The ideas of resonant absorption and resonant interactions have also been proposed as an explanation for the marked sensitivity of living systems to EMFs. Zon speculated that the electrons in cell mitochondria constituted a plasma state (8). He calculated that the frequency of resonant absorption would be in the gigahertz range for typical values of the dielectric constant and the density of charge carriers. This would make the mitochondria extremely sensitive to microwave EMFs. Zon's idea could also apply to other biostructures and other frequency ranges.
Frolich has proposed another form of resonance. Biological structures frequently consist of electric dipoles that are capable of vibratory motion-hydrogen bonds in DNA and proteins, for example. Long-range coulomb interactions between the oscillatory units produce a narrow band of frequencies corresponding to the normal modes of electromagnetic oscillations. Frolich showed that when energy is supplied to such a system-either from metabolism or from external sources-above a critical rate, it is automatically channeled into the lowest frequency mode, thereby resulting in coherent excitation of the vibratory components (a phenomenon known as Bose-Einstein condensation) (9). Theoretically, such electromagnetic oscillations could affect cell dynamics, and the sharp frequency resonances in biological effects predicted by Frolich have been observed in studies of the rate of yeast growth (10) and the rate of cell division (11). The latency of the biological effect is an important parameter, because the biological effect is associated with the condensed phase which occurs a finite time after irradiation has begun. It is not yet clear to what extent the observed time thresholds are consistent with theory. Future work may lead to an extension of Frolich's concept to higher systems.

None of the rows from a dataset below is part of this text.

PR #4535, opened 2018-10-18
Print package names

alarcher:
After these changes component mapping and dependencies are generated correctly.

### DIFF
--- a/components/database/postgresql-95/postgresql95-contrib.p5m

A Josephson junction consists of a thin (approximately 10Å) insulating barrier between two superconducting regions. The current through a Josephson junction is highly sensitive to applied EMFs, and this has been exploited in the design of EMF detectors (SQUIDS). Theoretical and experimental evidence for the existence of superconductivity in biological tissue has already been discussed (chapter 4); it suggests the existence of fractional superconductivity in which the superconducting regions are dispersed in tissue that has normal macroscopic electrical characteristics (a concentration in the order of parts per million). As Cope has pointed out (12), the existence of Josephson junctions in biological tissue would provide a physical mechanism of sufficient sensitivity to explain the observed biological effects of applied EMFs. Antonowicz has observed what seems to be a room temperature Josephson effect in carbon films (13), but there are no similar reports involving biological tissue. This may only mean, of course, that the right measurements have not yet been performed.